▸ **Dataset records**
══════
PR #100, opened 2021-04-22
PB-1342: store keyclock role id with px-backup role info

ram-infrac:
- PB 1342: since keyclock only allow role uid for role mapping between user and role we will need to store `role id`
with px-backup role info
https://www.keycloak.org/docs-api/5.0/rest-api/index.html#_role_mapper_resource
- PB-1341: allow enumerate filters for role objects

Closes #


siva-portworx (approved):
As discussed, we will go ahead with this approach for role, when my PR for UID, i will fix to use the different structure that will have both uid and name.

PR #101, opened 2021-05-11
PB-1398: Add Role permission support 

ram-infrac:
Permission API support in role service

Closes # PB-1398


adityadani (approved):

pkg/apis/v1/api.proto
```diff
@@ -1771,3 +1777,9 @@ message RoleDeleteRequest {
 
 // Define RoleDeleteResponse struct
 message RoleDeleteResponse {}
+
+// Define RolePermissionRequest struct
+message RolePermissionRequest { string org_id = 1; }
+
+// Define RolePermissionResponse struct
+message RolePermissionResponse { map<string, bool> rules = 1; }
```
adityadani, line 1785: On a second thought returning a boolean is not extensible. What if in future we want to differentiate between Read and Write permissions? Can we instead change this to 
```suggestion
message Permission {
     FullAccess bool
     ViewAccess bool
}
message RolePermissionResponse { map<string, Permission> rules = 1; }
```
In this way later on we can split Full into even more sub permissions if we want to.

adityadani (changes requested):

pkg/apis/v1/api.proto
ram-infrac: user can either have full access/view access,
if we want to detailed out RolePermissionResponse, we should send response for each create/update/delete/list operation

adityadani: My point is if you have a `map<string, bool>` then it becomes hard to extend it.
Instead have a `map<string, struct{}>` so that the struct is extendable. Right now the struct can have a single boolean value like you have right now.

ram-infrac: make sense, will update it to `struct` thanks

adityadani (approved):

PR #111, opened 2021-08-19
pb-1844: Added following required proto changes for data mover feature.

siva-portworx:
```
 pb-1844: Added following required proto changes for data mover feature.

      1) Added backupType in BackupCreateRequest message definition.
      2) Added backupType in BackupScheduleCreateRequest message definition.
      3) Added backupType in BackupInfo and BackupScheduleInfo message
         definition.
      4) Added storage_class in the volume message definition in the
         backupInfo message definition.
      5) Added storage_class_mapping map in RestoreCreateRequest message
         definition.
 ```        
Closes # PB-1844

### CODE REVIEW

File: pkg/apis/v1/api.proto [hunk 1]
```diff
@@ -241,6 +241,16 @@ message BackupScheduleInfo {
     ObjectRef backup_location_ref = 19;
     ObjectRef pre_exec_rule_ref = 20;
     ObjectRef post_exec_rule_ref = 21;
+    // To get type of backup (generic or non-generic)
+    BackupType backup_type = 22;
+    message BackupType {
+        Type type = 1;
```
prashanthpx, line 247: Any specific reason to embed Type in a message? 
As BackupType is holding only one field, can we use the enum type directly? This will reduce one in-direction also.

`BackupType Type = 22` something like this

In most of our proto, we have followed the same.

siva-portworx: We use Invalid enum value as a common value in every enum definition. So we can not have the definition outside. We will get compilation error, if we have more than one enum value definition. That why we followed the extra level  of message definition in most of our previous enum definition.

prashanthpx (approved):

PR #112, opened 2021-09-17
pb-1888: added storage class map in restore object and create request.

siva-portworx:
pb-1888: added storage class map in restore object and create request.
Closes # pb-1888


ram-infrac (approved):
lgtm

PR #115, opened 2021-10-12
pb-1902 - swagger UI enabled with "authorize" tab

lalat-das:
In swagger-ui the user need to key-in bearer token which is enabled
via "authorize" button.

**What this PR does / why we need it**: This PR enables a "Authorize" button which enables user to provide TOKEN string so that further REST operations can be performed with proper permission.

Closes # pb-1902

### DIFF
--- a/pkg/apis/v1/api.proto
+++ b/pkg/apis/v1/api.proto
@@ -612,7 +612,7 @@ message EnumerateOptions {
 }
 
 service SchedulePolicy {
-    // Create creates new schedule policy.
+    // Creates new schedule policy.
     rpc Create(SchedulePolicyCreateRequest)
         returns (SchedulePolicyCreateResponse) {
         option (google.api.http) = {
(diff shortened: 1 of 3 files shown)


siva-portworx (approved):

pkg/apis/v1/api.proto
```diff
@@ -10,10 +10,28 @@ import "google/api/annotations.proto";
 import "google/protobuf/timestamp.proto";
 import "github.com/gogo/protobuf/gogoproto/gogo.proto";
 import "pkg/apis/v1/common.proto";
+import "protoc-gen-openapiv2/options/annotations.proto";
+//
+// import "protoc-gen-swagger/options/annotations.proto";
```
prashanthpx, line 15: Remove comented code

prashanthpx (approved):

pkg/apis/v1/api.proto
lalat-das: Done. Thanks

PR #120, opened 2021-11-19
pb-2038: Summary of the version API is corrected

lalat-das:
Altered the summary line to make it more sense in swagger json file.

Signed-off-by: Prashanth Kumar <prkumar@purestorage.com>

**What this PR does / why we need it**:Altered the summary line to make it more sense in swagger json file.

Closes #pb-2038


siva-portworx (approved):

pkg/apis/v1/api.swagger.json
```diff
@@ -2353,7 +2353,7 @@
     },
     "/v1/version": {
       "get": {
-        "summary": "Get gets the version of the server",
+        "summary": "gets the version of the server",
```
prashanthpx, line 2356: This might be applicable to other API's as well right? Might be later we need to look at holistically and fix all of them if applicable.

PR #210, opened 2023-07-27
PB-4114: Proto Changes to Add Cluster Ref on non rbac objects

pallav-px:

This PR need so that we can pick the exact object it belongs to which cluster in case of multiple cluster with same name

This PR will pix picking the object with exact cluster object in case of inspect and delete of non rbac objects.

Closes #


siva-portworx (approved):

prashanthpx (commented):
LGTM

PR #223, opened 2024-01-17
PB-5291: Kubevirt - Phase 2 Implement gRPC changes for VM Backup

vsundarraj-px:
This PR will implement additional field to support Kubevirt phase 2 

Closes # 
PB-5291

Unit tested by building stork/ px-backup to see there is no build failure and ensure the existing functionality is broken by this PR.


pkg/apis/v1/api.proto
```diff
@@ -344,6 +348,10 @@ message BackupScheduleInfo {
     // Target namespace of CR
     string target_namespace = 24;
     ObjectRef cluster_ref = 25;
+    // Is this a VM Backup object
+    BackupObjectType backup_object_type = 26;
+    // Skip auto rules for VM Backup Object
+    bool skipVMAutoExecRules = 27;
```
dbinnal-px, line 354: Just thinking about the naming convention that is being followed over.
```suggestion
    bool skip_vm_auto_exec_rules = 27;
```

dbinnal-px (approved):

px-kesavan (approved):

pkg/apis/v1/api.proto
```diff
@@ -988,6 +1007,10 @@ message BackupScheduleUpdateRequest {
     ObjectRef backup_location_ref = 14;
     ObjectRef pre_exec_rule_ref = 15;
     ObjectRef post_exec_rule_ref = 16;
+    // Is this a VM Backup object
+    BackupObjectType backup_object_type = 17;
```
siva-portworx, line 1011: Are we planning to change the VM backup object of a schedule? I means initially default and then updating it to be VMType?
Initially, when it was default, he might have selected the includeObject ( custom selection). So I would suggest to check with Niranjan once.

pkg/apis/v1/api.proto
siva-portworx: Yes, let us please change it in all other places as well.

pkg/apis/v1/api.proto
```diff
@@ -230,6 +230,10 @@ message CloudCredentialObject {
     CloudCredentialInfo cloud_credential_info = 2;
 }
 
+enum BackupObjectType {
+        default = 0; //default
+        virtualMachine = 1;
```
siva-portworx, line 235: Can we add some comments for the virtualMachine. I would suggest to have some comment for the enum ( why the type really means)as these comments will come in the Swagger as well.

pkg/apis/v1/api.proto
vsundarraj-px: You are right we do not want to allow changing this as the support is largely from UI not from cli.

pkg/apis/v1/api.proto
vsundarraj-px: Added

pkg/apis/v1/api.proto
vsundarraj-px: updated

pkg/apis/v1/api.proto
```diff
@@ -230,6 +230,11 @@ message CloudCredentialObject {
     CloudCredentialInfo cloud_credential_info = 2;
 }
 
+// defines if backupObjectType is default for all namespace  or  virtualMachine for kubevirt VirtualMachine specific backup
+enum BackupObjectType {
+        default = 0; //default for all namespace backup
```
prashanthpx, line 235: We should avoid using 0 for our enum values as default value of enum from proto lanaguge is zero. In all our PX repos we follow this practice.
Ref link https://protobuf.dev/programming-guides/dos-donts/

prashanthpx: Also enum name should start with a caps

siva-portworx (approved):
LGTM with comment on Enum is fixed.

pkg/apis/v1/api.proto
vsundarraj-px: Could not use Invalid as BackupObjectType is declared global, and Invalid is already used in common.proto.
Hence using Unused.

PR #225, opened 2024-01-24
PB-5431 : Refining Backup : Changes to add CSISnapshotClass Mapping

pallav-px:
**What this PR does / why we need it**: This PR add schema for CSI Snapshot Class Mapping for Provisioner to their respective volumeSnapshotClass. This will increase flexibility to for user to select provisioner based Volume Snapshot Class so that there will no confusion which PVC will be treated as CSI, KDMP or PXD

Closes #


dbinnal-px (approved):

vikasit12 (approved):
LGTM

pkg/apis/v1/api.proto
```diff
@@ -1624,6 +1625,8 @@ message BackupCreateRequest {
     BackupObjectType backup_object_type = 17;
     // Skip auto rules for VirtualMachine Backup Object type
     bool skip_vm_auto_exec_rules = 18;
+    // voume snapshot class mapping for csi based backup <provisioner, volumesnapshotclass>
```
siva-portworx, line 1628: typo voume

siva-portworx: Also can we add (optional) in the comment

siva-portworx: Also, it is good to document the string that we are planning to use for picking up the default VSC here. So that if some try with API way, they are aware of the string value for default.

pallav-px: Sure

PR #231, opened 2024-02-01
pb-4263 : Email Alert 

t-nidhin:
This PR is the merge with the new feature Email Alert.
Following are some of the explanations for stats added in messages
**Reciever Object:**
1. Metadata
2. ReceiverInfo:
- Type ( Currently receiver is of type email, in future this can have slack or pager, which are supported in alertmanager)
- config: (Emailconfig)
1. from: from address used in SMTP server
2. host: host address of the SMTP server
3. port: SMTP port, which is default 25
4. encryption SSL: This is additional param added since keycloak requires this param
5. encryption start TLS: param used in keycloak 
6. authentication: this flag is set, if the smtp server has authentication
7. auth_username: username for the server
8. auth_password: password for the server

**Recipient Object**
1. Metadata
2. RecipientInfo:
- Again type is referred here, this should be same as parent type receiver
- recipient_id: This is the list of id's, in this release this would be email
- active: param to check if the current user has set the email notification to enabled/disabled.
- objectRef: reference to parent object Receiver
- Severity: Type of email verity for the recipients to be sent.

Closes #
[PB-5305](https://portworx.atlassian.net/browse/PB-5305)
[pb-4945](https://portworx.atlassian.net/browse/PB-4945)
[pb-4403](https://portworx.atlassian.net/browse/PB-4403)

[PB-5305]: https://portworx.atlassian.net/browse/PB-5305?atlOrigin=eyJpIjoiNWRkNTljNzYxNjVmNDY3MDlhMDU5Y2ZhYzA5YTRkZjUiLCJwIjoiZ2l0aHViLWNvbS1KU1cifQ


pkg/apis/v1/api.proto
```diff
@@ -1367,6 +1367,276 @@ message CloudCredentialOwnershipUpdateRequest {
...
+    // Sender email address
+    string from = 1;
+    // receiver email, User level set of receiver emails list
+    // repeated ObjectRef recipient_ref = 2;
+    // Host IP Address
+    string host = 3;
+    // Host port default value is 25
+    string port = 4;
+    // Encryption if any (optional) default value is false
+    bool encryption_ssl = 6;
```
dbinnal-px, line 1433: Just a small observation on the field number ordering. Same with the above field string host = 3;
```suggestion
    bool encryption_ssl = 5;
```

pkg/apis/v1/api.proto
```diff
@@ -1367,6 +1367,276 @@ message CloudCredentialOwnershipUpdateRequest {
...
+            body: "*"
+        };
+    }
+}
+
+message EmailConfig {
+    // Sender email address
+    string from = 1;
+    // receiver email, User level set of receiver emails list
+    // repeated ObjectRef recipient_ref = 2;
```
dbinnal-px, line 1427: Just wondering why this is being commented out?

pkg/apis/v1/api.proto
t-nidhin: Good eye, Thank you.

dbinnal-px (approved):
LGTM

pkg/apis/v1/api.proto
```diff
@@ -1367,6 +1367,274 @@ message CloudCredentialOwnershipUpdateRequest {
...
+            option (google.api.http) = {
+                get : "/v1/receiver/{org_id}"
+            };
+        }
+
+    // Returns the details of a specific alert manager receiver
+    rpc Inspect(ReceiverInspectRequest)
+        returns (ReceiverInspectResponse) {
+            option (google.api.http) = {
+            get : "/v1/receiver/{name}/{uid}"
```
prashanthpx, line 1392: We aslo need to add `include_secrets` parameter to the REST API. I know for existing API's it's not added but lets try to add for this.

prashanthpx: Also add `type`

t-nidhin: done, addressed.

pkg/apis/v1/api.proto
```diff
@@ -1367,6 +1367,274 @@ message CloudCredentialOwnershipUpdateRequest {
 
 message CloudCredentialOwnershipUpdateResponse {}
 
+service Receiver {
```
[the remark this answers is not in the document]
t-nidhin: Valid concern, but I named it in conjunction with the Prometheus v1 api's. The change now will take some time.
══════
▸ **AIM OF THE EXERCISE**
Tally, across the records, each line that contains the word "provisioner", and answer with nothing except the count.

▸ **RESULT FOR THIS EXERCISE**
2